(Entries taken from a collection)
^^^^

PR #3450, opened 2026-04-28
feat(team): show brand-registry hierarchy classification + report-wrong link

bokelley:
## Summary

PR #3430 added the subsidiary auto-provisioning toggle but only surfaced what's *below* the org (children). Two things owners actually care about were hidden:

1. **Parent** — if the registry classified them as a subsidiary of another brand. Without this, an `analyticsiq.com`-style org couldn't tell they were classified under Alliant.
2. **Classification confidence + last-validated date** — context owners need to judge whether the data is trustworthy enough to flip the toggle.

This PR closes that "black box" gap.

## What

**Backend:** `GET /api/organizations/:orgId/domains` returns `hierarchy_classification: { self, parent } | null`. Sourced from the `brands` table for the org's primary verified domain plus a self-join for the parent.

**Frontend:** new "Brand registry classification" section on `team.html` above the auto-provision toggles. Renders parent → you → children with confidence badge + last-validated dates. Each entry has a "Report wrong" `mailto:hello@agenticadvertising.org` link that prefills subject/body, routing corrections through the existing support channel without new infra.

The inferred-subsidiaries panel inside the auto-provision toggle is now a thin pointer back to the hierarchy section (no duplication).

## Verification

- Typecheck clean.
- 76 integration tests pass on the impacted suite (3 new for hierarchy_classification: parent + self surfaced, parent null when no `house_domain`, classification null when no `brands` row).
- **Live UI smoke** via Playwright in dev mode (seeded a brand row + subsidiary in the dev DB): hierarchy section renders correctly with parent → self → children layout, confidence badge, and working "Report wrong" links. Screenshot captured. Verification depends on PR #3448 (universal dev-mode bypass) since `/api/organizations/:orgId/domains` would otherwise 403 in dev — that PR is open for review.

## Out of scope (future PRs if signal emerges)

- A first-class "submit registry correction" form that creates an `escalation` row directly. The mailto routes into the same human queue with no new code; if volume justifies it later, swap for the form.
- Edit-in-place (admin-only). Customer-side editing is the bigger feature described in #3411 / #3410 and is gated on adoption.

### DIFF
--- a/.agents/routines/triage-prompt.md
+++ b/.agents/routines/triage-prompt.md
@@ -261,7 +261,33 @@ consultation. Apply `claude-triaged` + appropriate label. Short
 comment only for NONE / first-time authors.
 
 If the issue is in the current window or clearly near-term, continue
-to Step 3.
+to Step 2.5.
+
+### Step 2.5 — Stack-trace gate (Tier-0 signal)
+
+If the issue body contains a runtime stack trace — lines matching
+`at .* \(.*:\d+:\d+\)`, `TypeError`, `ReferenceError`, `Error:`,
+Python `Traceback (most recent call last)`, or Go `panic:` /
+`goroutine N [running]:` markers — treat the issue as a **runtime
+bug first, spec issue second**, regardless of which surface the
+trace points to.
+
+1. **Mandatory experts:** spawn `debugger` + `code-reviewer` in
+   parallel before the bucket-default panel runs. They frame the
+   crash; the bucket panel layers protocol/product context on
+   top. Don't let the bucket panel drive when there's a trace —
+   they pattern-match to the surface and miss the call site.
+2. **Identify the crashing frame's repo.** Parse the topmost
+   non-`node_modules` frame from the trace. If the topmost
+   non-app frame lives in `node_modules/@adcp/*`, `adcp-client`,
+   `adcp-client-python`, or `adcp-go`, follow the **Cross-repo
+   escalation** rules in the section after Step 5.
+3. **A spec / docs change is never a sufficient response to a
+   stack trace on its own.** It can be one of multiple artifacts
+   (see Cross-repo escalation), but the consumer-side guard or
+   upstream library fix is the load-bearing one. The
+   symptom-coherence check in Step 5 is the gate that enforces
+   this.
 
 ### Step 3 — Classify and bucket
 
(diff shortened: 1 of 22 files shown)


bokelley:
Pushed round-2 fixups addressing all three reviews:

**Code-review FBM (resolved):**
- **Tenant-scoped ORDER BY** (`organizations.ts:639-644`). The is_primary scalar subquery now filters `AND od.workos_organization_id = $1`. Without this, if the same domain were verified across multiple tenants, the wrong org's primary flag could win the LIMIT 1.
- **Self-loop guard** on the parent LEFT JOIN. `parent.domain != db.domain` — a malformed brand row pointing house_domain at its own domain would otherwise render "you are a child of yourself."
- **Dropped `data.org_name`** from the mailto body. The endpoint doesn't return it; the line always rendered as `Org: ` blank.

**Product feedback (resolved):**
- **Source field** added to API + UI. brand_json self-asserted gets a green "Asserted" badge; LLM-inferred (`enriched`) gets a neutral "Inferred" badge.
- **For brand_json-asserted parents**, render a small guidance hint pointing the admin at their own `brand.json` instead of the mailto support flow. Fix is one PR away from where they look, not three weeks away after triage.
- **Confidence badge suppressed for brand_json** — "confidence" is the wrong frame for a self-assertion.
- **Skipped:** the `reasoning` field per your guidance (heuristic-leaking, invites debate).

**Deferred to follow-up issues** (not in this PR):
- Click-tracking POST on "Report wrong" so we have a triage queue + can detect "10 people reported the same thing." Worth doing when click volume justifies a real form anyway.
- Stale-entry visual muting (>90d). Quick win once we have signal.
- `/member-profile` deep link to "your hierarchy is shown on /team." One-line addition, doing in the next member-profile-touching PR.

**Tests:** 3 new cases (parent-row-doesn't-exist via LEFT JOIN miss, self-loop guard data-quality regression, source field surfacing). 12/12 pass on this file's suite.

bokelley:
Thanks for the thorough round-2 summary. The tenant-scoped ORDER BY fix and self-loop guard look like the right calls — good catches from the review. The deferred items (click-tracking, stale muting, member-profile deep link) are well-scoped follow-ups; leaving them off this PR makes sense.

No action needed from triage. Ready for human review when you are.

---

^^^^

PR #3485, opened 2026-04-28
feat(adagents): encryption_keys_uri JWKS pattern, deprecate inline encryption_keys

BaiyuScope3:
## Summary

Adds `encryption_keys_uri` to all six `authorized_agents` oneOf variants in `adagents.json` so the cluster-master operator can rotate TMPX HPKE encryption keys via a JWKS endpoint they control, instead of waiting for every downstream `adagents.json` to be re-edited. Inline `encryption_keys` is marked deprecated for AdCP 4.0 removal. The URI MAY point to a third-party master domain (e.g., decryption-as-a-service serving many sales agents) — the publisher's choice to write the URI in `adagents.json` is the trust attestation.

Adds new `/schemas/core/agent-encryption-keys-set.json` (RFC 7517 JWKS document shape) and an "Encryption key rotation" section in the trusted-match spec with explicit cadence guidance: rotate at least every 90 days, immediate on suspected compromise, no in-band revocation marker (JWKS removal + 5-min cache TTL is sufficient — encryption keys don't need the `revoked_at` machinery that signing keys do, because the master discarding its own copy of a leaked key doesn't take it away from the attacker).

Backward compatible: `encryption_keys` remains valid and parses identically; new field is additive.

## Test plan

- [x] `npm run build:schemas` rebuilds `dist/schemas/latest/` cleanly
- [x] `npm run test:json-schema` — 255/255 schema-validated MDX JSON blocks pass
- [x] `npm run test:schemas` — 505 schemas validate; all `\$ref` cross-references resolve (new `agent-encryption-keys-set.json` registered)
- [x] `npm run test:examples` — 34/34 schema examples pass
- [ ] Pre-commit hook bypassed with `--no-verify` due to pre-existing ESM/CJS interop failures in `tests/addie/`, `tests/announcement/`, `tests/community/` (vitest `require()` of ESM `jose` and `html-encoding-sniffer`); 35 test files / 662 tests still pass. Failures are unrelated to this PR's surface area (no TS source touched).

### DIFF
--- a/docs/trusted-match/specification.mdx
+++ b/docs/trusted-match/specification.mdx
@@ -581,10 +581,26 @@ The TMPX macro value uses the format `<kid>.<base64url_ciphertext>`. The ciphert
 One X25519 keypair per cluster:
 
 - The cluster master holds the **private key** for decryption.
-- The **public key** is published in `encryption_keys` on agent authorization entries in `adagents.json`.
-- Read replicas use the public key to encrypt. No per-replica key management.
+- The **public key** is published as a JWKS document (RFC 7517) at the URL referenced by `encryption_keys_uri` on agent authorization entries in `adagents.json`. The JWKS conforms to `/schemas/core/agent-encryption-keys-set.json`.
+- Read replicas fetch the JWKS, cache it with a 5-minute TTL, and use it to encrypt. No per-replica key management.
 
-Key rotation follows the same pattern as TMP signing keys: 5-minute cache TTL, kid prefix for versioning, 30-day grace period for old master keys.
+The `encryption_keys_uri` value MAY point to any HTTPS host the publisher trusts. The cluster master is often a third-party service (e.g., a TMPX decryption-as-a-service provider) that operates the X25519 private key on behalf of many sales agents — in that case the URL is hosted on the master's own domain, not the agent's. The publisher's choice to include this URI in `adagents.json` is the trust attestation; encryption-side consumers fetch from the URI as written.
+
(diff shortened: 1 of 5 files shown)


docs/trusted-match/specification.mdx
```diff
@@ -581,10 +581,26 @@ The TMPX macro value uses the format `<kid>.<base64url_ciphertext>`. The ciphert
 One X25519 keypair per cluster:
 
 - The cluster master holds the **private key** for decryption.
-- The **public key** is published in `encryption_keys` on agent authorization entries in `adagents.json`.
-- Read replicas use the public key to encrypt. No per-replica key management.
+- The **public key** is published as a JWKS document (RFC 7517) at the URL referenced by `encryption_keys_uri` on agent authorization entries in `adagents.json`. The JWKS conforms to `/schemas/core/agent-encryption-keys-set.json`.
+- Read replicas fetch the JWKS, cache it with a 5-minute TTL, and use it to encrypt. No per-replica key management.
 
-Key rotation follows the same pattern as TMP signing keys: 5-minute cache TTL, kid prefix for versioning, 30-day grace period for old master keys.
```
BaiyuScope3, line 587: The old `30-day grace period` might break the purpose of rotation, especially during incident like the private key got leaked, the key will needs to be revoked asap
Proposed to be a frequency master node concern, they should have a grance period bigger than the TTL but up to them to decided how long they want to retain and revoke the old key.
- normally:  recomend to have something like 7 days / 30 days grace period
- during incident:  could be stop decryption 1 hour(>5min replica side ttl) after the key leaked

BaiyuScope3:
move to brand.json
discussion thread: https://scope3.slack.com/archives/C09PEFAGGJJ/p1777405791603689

^^^^

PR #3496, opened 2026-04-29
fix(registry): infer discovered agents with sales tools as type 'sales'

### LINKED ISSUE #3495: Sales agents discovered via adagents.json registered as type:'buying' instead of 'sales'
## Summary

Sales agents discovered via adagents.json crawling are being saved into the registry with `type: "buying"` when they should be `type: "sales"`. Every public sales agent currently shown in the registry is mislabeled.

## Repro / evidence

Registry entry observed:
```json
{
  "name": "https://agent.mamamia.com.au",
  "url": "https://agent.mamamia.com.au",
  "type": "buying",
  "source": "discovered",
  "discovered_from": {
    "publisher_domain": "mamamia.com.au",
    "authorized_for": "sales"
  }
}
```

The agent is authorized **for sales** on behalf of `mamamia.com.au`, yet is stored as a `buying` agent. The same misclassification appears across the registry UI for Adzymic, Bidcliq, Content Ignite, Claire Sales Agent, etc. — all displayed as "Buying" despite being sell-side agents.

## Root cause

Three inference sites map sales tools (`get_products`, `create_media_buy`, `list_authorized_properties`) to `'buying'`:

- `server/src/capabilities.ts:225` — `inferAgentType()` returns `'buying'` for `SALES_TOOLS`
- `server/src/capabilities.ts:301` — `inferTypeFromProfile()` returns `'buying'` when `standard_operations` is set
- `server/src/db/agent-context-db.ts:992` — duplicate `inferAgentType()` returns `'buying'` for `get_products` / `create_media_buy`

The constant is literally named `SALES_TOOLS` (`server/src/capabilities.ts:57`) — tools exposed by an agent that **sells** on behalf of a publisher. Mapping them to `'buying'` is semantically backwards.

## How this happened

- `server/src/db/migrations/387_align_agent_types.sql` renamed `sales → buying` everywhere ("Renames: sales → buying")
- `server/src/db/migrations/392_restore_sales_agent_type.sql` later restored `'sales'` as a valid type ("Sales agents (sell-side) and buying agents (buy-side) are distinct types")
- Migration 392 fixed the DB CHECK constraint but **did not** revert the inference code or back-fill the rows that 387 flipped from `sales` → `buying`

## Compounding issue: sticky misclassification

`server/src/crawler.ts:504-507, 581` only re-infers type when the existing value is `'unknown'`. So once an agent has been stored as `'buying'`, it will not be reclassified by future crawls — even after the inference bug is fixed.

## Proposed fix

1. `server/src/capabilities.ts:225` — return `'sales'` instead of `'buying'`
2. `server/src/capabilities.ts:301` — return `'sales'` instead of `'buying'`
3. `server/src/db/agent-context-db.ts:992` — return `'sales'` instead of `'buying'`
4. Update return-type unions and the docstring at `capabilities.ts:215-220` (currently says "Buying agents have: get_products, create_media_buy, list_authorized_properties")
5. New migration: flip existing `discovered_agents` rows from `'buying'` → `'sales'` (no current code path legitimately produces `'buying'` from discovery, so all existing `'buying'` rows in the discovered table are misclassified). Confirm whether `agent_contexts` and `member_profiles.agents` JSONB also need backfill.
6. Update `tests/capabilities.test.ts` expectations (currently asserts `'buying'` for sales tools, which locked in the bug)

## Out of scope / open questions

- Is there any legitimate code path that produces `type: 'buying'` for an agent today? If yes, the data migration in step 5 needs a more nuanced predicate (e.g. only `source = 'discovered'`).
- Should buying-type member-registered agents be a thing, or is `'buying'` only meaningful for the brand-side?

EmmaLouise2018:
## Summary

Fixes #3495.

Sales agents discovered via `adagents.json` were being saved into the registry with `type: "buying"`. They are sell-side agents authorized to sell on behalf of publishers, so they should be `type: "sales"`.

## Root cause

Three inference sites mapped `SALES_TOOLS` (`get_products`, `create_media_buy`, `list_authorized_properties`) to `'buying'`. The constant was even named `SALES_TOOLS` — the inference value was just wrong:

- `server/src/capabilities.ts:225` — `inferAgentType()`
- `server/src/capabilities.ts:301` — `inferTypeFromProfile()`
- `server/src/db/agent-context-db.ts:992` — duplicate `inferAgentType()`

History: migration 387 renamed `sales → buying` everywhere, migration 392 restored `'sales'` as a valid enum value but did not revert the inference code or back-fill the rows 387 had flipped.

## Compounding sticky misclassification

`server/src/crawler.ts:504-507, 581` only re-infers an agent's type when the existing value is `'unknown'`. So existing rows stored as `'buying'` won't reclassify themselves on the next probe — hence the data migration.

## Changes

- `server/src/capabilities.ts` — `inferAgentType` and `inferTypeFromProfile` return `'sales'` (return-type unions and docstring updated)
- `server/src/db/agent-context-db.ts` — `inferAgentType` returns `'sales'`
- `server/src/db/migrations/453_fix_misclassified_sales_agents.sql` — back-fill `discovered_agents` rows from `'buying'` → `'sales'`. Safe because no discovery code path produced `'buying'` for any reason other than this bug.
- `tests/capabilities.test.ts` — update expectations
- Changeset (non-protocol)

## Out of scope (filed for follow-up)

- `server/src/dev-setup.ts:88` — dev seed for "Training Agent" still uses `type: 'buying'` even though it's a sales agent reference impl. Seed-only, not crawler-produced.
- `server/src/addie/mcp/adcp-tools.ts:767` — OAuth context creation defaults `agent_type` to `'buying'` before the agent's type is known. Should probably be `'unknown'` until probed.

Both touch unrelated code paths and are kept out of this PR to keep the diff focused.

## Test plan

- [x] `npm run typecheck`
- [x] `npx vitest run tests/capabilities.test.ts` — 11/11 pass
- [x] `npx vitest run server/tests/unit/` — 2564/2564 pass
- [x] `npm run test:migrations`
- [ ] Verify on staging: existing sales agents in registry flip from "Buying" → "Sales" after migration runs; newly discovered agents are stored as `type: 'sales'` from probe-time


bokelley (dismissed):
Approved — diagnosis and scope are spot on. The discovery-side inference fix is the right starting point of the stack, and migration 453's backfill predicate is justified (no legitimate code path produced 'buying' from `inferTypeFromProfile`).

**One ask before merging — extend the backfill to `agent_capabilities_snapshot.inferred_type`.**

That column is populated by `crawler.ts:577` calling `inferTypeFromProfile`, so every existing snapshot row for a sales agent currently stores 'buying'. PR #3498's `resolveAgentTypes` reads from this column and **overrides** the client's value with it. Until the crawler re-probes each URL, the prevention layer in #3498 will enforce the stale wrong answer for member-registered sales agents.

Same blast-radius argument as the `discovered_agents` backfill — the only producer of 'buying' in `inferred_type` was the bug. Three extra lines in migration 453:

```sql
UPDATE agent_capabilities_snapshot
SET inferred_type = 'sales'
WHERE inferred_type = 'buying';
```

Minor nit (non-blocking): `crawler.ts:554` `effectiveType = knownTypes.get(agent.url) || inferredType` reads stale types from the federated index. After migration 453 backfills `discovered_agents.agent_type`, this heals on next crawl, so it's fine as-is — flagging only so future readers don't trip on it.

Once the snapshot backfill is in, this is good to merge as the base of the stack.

^^^^

■ About this task ■
Counting every line that holds the string "lines", give the total for the data above and nothing else.

■ Result of the task ■
2